Find the line with "Propose reserving additional" in the records below. Copy it and every line after it, up to and including the line with "This proposal proposes".

** Data records **
▬▬▬
PR #374, opened 2023-04-10
Propose reserving additional sigils for future use

aphillips:
This proposal proposes to reserve sigils for future use with reserved sigils allowed in the same place that function names are currently, e.g. standalone (`{%foo}`), with options (`{%foo key=val}`), or subsidiary to variable/literals (`{|quote me| %foo}` or `{$var %foo}`).

A case could be made for reserving a comment syntax that allows a placeholder with prose in it (and I would suggest using the `%` for it). @eemeli's proposal is effectively this. I didn't propose this because of the impact on parsers in the future. Let's discuss.

### DIFF
--- a/spec/message.abnf
+++ b/spec/message.abnf
@@ -11,12 +11,10 @@ variant = when 1*(s key) [s] pattern
 key = nmtoken / literal / "*"
 
 placeholder = "{" [s] expression [s] "}"
-            / "{" [s] markup-start *(s option) [s] "}"
-            / "{" [s] markup-end [s] "}"
 
 expression = ((literal / variable) [s annotation])
            / annotation
-annotation = function *(s option)
+annotation = (function / markup / reserved) *(s option)
 option = name [s] "=" [s] (literal / nmtoken / variable)
 
 ; reserved keywords are always lowercase
@@ -39,8 +37,8 @@ literal-char = %x0-5B         ; omit \
 
 variable = "$" name
 function = ":" name
-markup-start = "+" name
-markup-end = "-" name
+markup = ("+" / "-") name
+reserved = ("!" / "@" / "#" / "$" / "%" / "^" / "&" / "*" / "<" / ">" / "?") name
 
 name    = name-start *name-char ; matches XML https://www.w3.org/TR/xml/#NT-Name
 nmtoken = 1*name-char           ; matches XML https://www.w3.org/TR/xml/#NT-Nmtokens


eemeli (commented):
@aphillips Did I understand right from the call that you'd be updating this PR?

aphillips:
@eemeli That's correct.

aphillips:
Note: this PR is still missing the work on the spec prose.

spec/message.abnf
```diff
@@ -32,6 +33,11 @@ literal-char = %x0-5B         ; omit \
              / %xE000-10FFFF
 
 variable = "$" name
+
+; reserve additional sigils for future use
+reserved = reserved-start text
+reserved-start = ("!" / "@" / "#" / "%" / "^" / "&" / "*" / "<" / ">" / "?" / "~")
```
eemeli, line 39: This is really cute, but it would disallow literal values that include `\{}`.

Currently this is a valid expression:
```
{:foo key=|{bar}|}
```
But if we were to unreserve `@` and try to give it the same semantics as with `:`, this would be a parse error as the expression would end before the literal does:
```
{@foo key=|{bar}|}
```

Leaving out the nesting from my proposal in https://github.com/unicode-org/message-format-wg/pull/371#discussion_r1155874966, I think we still need new `reserved-char` and `reserved-escape` definitions:

```suggestion
reserved = reserved-start reserved-body
reserved-start = "!" / "@" / "#" / "%" / "^" / "&" / "*" / "<" / ">" / "?" / "~"
reserved-body = *(reserved-char / reserved-escape / literal)
reserved-char = %x0-5B         ; omit \
              / %x5D-7A        ; omit { | }
              / %x7E-D7FF      ; omit surrogates
              / %xE000-10FFFF
reserved-escape = backslash ( backslash / "{" / "|" / "}" )
```

eemeli (changes requested):

spec/syntax.md
```diff
@@ -345,19 +345,18 @@ Whitespace within a _pattern_ is meaningful and MUST be preserved.
...
-other than the operand in front of them.
+A _literal_ or _variable_ ***may*** be optionally followed by an _annotation_. 
 
-Function calls do not require an operand as an argument,
-but an _expression_ must not be completely empty.
+An _annotation_ consists of a _function_ and its named _options_.
+
+_Functions_ do not accept any positional arguments other than the _literal_ or _variable_ in front of them.
+
+_Reserved_ sequences start with a reserved character and are intended for future standardization.
```
eemeli, line 356: Should we include some explicit language about whether implementations are allowed to define their own meanings for parts of the reserved space?

eemeli (approved):
Looks good! I think we'll want to add a section on `reserved` to the syntax text, but I like the general shape of this.

spec/syntax.md
aphillips: We should not allow that unless we specifically reserve one or more sigils for private use. It was on my mind writing this to propose private use, but I deferred those thoughts in favor of getting this in.

What we don't want is for vendor foo to use (let's say) `~` for private use and then MF2.1 to adopt `~` for something else. Private agreement is another thing and leaving room for that is probably a Good Idea.

spec/message.abnf
```diff
@@ -9,8 +9,9 @@ selectors = match 1*([s] expression)
 variant = when 1*(s key) [s] pattern
 key = nmtoken / literal / "*"
 
-expression = "{" [s] (((literal / variable) [s annotation]) / annotation) [s] "}"
+expression = "{" [s] (((literal / variable) [s annotation]) / annotation / reserved) [s] "}"
 annotation = function *(s option)
```
eemeli, line 13: Just had a thought: Should we allow for reserved operators to accept a positional argument? That could be achieved with this change:

```suggestion
expression = "{" [s] (((literal / variable) [s annotation]) / annotation) [s] "}"
annotation = (function *(s option)) / reserved
```

aphillips: We probably should do this. One callout: `reserved` is _space significant_ and has no ending marker (other than the closing `}` of the `expression` itself). An implication of this for parsers is that one can't identify a placeholder substring and `trim()` the contents before parsing. This needs to be called out in the spec.

spec/syntax.md
```diff
@@ -108,7 +109,7 @@ let hello = new MessageFormat('{Hello, world!}')
 hello.format()
 ```
 
-### Expressions
+### Placeholder Expressions
```
eemeli, line 112: As discussed at our last meeting, an expression is also used for variable definitions and for selectors; not just placeholders. I think changing that terminology should be beyond the scope of this PR.

eemeli (changes requested):
A few requested changes documented inline. Furthermore, the error handling & fallback string representations in `formatting.md` should be updated as a part of this change.

spec/syntax.md
eemeli: I've filed #378 to discuss this separately.

spec/syntax.md
```diff
@@ -495,6 +497,8 @@ Inside _patterns_,
 whitespace is part of the translatable content and is recorded and stored verbatim.
 Whitespace is not significant outside translatable text, except where required by the syntax.
 
+***NOTE:*** Whitespace **_is_** significant in the `reserved` production and implementations need to be careful not to trim trailing whitespace from reserved sequences.
```
eemeli, line 500: As an alternative solution, we could also tie our future hands a little, and explicitly make the trailing whitespace of `reserved` not significant. Realistically, I don't think that would cause any problems, especially as we're already considering trailing whitespace non-significant in other expressions.

macchiati:
BTW, big fan of [Semantic Line Breaks](https://sembr.org/)

spec/syntax.md
aphillips: I made the links work in the spec doc by expanding the term here. Note that the term "placeholder" doesn't appear in the ABNF and is not currently defined anywhere (else). The syntax of an expression includes the `{`/`}` markers and so I concluded that it was reasonable to say that all expressions are placeholders. The text recognizes that placeholder expressions can appear in variable definitions and selectors.

The easier way to fix this would be to use singular instead of plural and I'll do that for now.

spec/syntax.md
```diff
@@ -345,20 +346,17 @@ Whitespace within a _pattern_ is meaningful and MUST be preserved.
 
 ### Expressions
 
-**_Expressions_** can either start with an operand or a function call.
+_Expressions_ ***must*** start with a _literal_, a _variable_, or an _annotation_, or consist of a _reserved_ string. An _expression_ ***must not*** be empty.
```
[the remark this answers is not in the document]
aphillips: I will touch up the formatting.

I missed correcting this when making the change. I mean, _technically_, it's correct, but the reserved sequence is just part of an annotation :-).

spec/syntax.md
```diff
@@ -398,6 +396,10 @@ Message examples:
 {{+h1 name=above-and-beyond}Above And Beyond{-h1}}
 ```
 
+#### Reserved
+
+_Reserved_ sequences start with a reserved character and are intended for future standardization. A reserved sequence can contain arbitrary text in which whitespace _is_ significant. The reserved sequence terminates with the end of the expression in which it appears. While a reserved sequence is technically "well-formed", unrecognized reserved sequences have no meaning and implementations **_may_** emit an error when encountered during formatting.
```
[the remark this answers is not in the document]
aphillips: Part of this paragraph should be replicated into formatting.md, but I wanted to have a warning-flavored bit of text here.

spec/syntax.md
aphillips: We can do that, but we would need to change the ABNF. The problem is that all of our other productions are bounded in some way and the exterior whitespace is applied by the optional production `[s]`. Because reserved sequences are not delimited, there is no way to know where the whitespace belongs to the reserved or to the `[s]`. Future standardization would most likely use productions like `name` or `nmtoken` and the resulting trailing whitespace would "emerge" from the murky fog of `reserved` to be captured by `[s]`. Note that this is one of the reasons I originally proposed reserving the sigils to the function-like syntax.

I tend to agree with wanting to make the exterior whitespace not significant, in part because it interferes with user expectations. These two sequences are logically identical:

```
{      $foo :bar    }
{$foo :bar}
```

But these two are not:

```
{    $foo ~bar    }
{$foo ~bar}
```

I think we should fix this. Probably:

```abnf
reserved = reserved-start reserved-body reserved-end
reserved-end = ; reserved-body less SP / HTAB/ CR / LF
```

eemeli: Why do we need to distinguish the trailing spaces of `reserved` in the ABNF? Would it not be enough to include some statement like this in the text on reserved about future use?
> Future uses of _reserved_ expressions MUST NOT assign any significance to trailing whitespace.

spec/syntax.md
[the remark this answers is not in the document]
aphillips: removing the space-at-the-end makes this thread irrelevant

spec/syntax.md
aphillips: We should make the parser return the right tokens. See what you think of the revised abnf.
▬▬▬
** Written answer **
Propose reserving additional sigils for future use

aphillips:
This proposal proposes to reserve sigils for future use with reserved sigils allowed in the same place that function names are currently, e.g. standalone (`{%foo}`), with options (`{%foo key=val}`), or subsidiary to variable/literals (`{|quote me| %foo}` or `{$var %foo}`).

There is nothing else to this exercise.